The evaluation of the bactericidal effect was carried out in six stages (0: the whole diseased, 1: the lesion area was about 60%, and 2: the lesion area was about 40%) as compared with the degree of the lesion in the untreated section. 3: The lesion area is about 20%, 4: The lesion area is 10% or less, 5: No lesion). In addition, the same efficacy test was examined using a comparative preparation in which the compound (V) described in the above (1) was the same as the preparation (3). Table 5 shows the results.

[0058]

[Table 5]

[0059]

According to the present invention, a novel 2-acylamino-2-
Thiazoline compounds are useful agricultural chemicals as pesticides.

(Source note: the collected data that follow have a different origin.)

PR #5789, opened 2023-05-24
#5646 - Fix page state form rerenders

### LINKED ISSUE #5646: Reduce Flickering Slice 2.1 - Preserve user form input to avoid losing typed characters
<https://www.notion.so/pixiebrix/Document-Builder-Interactive-Panel-Loading-State-3643c4597ac54ccaa0ef3d9a086bf059>

BLoe:
## What does this PR do?

- Fixes #5646
- Added the React DevTools script tag to the sidebar app

## Reviewer Tips

- The main changes that fixed the bug were memoizing the services selector to prevent `RequireAuth` (+children) from re-rendering unnecessarily, and memoizing the temporary panel Tab.Pane components to make sure they don't re-render unless the panel entry actually changes, not just when `Tabs` re-renders in general

## Discussion

- We need to make sure and do a lot of QA on sidebars to make sure I didn't break anything with these changes...

## Demo

https://www.loom.com/share/bb5ad62bf6ff47dfb23a17ad8ab897dd

## Future Work

- I split up the selector for the `Tabs` content, I anticipate in the future breaking up these components even more granularly to further reduce unneeded panel re-rendering, I think there's still more progress that can be made here in the future, with more granular, memoized selectors, and more-specific, defined React components for each panel, etc.

## Checklist

- [ ] Add tests - 😢 I need to spend some time and think a little more holistically about how to test the sidebar app behavior here with forms, page state, etc.

### DIFF
--- a/src/components/fields/schemaFields/widgets/TemplateToggleWidget.tsx
+++ b/src/components/fields/schemaFields/widgets/TemplateToggleWidget.tsx
@@ -116,8 +116,8 @@ const TemplateToggleWidget: React.VFC<TemplateToggleWidgetProps> = ({
         "select",
         "string",
         "number",
-        "var",
         "boolean",
+        "var",
         "array",
         "object",
       ];
--- a/src/sidebar/sidebar.html
+++ b/src/sidebar/sidebar.html
@@ -18,6 +18,9 @@
 <!DOCTYPE html>
 <html lang="en">
   <head>
+    <!--Uncomment this script tag to enable the React Dev Tools app-->
+    <!--See https://github.com/pixiebrix/pixiebrix-extension/wiki/Development-commands#react-dev-tools -->
+    <!--<script src="http://localhost:8097"></script>-->
     <meta charset="utf-8" />
     <!-- Open all links in new tab, never in the sidebar #851 -->
     <base target="_blank" />
--- a/src/store/servicesSelectors.ts
+++ b/src/store/servicesSelectors.ts
@@ -16,10 +16,9 @@
  */
 
 import { type ServicesState } from "@/store/servicesSlice";
-import { type RawServiceConfiguration } from "@/types/serviceTypes";
+import { createSelector } from "reselect";
 
-export const selectConfiguredServices = ({
-  services,
-}: {
-  services: ServicesState;
-}): RawServiceConfiguration[] => Object.values(services.configured);
+export const selectConfiguredServices = createSelector(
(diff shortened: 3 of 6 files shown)


BLoe:
Looks like there are legitimate test failures I need to investigate here, looking into it now

BLoe:
@twschiller I reverted the change I made with the RTK Query call, I didn't realize it would affect so many tests. We should go through at some point and try to update all these usages of "query state" to just pass in the refetch parameter the normal way. The work load for that will probably end up mostly consisting of fixing test mocking to use the appApiMock properly.

src/components/fields/schemaFields/widgets/TemplateToggleWidget.tsx
```diff
@@ -116,8 +116,8 @@ const TemplateToggleWidget: React.VFC<TemplateToggleWidgetProps> = ({
         "select",
         "string",
         "number",
-        "var",
         "boolean",
+        "var",
```
BLoe, line 120: This change is sort of unrelated, but kept noticing it when toggling on Auto-save in the custom form. Now, when you click an omitted boolean field it'll change to a toggle switch and toggle it on, instead of dropping into a var input.

src/store/servicesSelectors.ts
```diff
@@ -16,10 +16,9 @@
...
 import { type ServicesState } from "@/store/servicesSlice";
-import { type RawServiceConfiguration } from "@/types/serviceTypes";
+import { createSelector } from "reselect";
 
-export const selectConfiguredServices = ({
-  services,
-}: {
-  services: ServicesState;
-}): RawServiceConfiguration[] => Object.values(services.configured);
+export const selectConfiguredServices = createSelector(
```
BLoe, line 21: This was causing `RequireAuth` to re-render unnecessarily

src/components/fields/schemaFields/widgets/TemplateToggleWidget.tsx
twschiller: ❤️

src/sidebar/sidebar.html
```diff
@@ -18,6 +18,9 @@
 <!DOCTYPE html>
 <html lang="en">
   <head>
+    <!--Uncomment this script tag to enable the React Dev Tools app-->
```
twschiller, line 21: This would be a good repeat brown bag lunch

twschiller (approved):

twschiller:
image

PR #5793, opened 2023-05-25
Update Danger Color from #fe7c96 → #b4183f

### LINKED ISSUE #5770: Quick Hit UI Improvements to Danger Buttons
<https://trello.com/c/AAlx0rbP/146-admin-ext-consoles-update-danger-button-colors>

<p></p>

<https://trello.com/c/gxBrmiMP/147-admin-ext-console-update-danger-button-styling>

<p></p>

turbochef:
## What does this PR do?

- Closes #5770
- Converted colors to HSL

## Demo

before:
image

after:
image

image

image

image

image

## Checklist

- [ ] Add tests


mnholtz (approved):
Before merging, I would also consider changing the color in these two places as well:

Screen Shot 2023-05-25 at 8 25 53 AM

But especially here: https://github.com/pixiebrix/pixiebrix-extension/blob/29a07078f1293dcee3278fb0e73a3a3de38fa217/src/vendors/theme/assets/styles/_base-colors.scss#L48-L48

This is because the rest of our bootstrap components still use that other red from `_base-colors` (so I'd think that if we made a danger link it would be the original color).

turbochef:
@mnholtz Good callout. I'll replace those as well. I considered just using the variables from `colors.scss` but it looks like we're inconsistent with them. I'll leave them hardcoded for now.

PR #5794, opened 2023-05-25
#5779 Style & add starter brick info to Home panel active mod list items

### LINKED ISSUE #5779: Style Active Mods mod list in the Home Panel
Follow-up of https://github.com/pixiebrix/pixiebrix-extension/pull/5765#event-9306766020

Create a separate css module/components to style the list items in the mod list. I've decided to not reuse the css module from the Mod Page because the styling is so different.

mnholtz:
## What does this PR do?

- Closes #5779
- Adds style to the Home panel active mods per @BrandonPxBx's designs
- Also ropes in displaying the "starter bricks contained" information on the Active Mod items
- Refactors installable hooks, types, & utils in to an `installables/` directory in order to reuse in the sidebar
- Refactors home panel related components into a `homePanel` directory
- Removes `icon` from the `InstallableViewItem` type in favor of leveraging RTK Query inside `InstallableIcon` itself
- Adds some color variables to `colors.css` to support this feature, & refactors css using these variables accordingly

## Reviewer Tips

- Start by looking at the files in `homePanel`
    - `ActiveModListItem` is the main component being changed/styled 
    - Most all other changes are home panel components being moved into `homePanel/`
- Take a look at the new func I added in `installableUtils` - `getStarterBricksContained` (note how this is used in the `ActiveModListItem` component)
- Everything else should be refactoring related (moving things into either the `installables/` directory, or the `homePanel` directory

## Discussion

- Note that I removed the `icon` prop from `InstallableViewItem` (see `useInstallableViewItems` deletions)
    - This is partially because I wanted to be able to re-use this hook while being able to control the size of the `InstallableIcon`
    - RTK Query only makes _one_ network request even though it is now being called in every instance of `InstallableIcon`. This is the proper way to take advantage of RTKQuery caching
    - Demo showing only one network request for many instances of `InstallableIcon`: https://www.loom.com/share/85eb0973dcb84fa3ab79d4a1db30995a

## Demo

- https://www.loom.com/share/293253d3401b49d3a2f51aa889ff7264

## Future Work

- [ ] Hiding the home panel for restricted users
- [ ] Removing all actions but the "View Mod Details" action from active mod list items

## Checklist

- [ ] Add tests


twschiller:
@BLoe I chatted with Misha today during 1 on 1 -- the term "Installable" (which covers RecipeDefinitions and CloudExtension) as we have it in the codebase is equivalent to how we use "Mod"

BrandonPxBx (approved):
Looking solid. Special kudos-callout to the icon changes and the toast message location.

src/installables/installableUtils.ts
```diff
@@ -331,3 +337,68 @@ export const selectExtensionsFromInstallable = createSelector(
...
+  actionPanel: "Sidebar",
+  quickBar: "Quick Bar Action",
+  quickBarProvider: "Dynamic Quick Bar",
+  tour: "Tour",
+};
+
+const getExtensionPointTypesContained = async (
+  installableItem: InstallableViewItem
+): Promise<ExtensionPointType[]> => {
+  const starterBricksContained = new Set<ExtensionPointType>();
```
BLoe, line 355: Are we going to start using "starterBrick" in the codebase now? Do you think we should wait until the types are renamed before we start using this?

src/installables/installableUtils.ts
```diff
@@ -331,3 +337,68 @@ export const selectExtensionsFromInstallable = createSelector(
...
+        continue;
+      }
+
+      const extensionPointDefinition =
+        definition.definition as ExtensionPointDefinition;
+      const starterBrickType = extensionPointDefinition?.type;
+
+      if (starterBrickType) {
+        starterBricksContained.add(extensionPointDefinition?.type);
+      }
```
BLoe, line 374: Nit: This seems a little weird to me when reading the code, I think you should either `add` the `starterBrickType` variable you are checking against, or just use the full `extensionPointDefinition?.type` in the if check as well.

src/installables/installableUtils.ts
BLoe: Also, this feels a little bit cumbersome to keep track of this result set across two logic branches. It's fine if you like it this way, but you could also just return the recipe mapped to type values in one branch, and just the extension type in the other branch:

i.e. -

```
return isBlueprint(...)
  ? Object.values(...).map((definition) => /* code that turns definition into a type */ )
  : [ /* get type from single extension */ ];
```

src/installables/installableUtils.ts
```diff
@@ -331,3 +337,68 @@ export const selectExtensionsFromInstallable = createSelector(
...
+
+  const extensionPoint = await extensionPointRegistry.lookup(
+    installableItem.installable.extensionPointId
+  );
+
+  starterBricksContained.add(extensionPoint.kind as ExtensionPointType);
+  return [...starterBricksContained];
+};
+
+export const getStarterBricksContained = async (
```
BLoe, line 388: Nit: `getContainedStarterBrickNames` might be a better name here? Had to read the function to realize it's returning strings and not actual _bricks_.

src/sidebar/homePanel/ActiveModsList.tsx
```diff
@@ -0,0 +1,77 @@
...
+        !installableViewItem.unavailable
+    ),
+  });
+
+  return (
+    <>
+      {isLoading ? (
+        <Loader />
+      ) : (
+        <ListGroup {...tableInstance.getTableProps()} className="flex-grow">
```
BLoe, line 61: You could avoid this pattern if you refactor `useInstallableViewItems` to return our new `AsyncState` (or `FetchableAsyncState`), you could use `<AsyncStateGate>` here and it handles the loading indicator for you.

BLoe (approved):
Had a bunch of nit picks about coding style, but generally looks good, no blocking issues here that I see.

BLoe:
>@BLoe for some context, I chatted with Misha today during 1 on 1 -- the term "Installable" (which covers RecipeDefinitions and CloudExtension) as we have it in the codebase is equivalent to how we use "Mod". So I think it's OK to start transitioning uses of Installable over to Mod

What about the term "starter brick"?

src/installables/InstallableIcon.tsx
```diff
@@ -47,15 +49,23 @@ function getDefaultInstallableIcon(installable: Installable) {
...
+  const {
+    data: listings,
+    isLoading,
+    isSuccess,
+  } = useGetMarketplaceListingsQuery();
+
+  const listing: MarketplaceListing | null = isSuccess
+    ? listings[getPackageId(installable)]
+    : null;
+
```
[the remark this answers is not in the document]
mnholtz: Normally I would do this, but this would actually trigger a network request on every instance of the `InstallableIcon`, which isn't what we want.

src/installables/installableUtils.ts
mnholtz: I ended up renaming this function before seeing your comment - the other func is called `getStarterBricksContained` now, & they represent the string representation of our concept of a "stater brick". How do you feel about calling the final result (the mapped strings) `starterBricksContained`? It corresponds to the perception in the UI 🤷‍♀️ 

No strong feelings either way

src/installables/installableUtils.ts
mnholtz: Good catch - this was a typo on my part

src/installables/installableUtils.ts
mnholtz: Great idea, love that alternative

src/installables/InstallableIcon.tsx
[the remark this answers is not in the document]
BLoe: Yes, but it would be a network request for only 1 listing, instead of every single listing.

src/installables/installableUtils.ts
BLoe: But it's not the bricks themselves, it's the type names of the starter bricks.

image

BLoe: It's not a huge deal though, use your best judgement on the name and go with it.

 ──────────────────────────────────────────────────続 き Continuation of the front page (72) Inventor Yoshinori Yamanaka 5-1978 Ogushi, Ube City, Ube City, Yamaguchi Prefecture Ube Industries, Ltd. Examiner at Ube Research Laboratory Shintaro Takahara (56) References JP-A-5-86041 (JP, A) JP-A-5-112546 (JP, A) JP-A-58-57371 (JP, A)

Claims (3)

(57) [Claims] (1) The following formula: (In the formula, X represents a hydrogen atom, a halogen atom, or a lower alkyl group.) A 2-acylamino-2-thiazoline compound represented by the formula: 2. The following formula: And a 2-iminothiazolidine compound represented by the following formula: (Wherein, X has the same meaning as in claim 1; Y represents a halogen atom). The compound represented by formula (I) according to claim 1 is reacted with the compound represented by formula (I). -A process for producing an acylamino-2-thiazoline compound. 3. The compound represented by the formula (I) according to claim 1,
A pest control agent containing an acylamino-2-thiazoline compound as an active ingredient.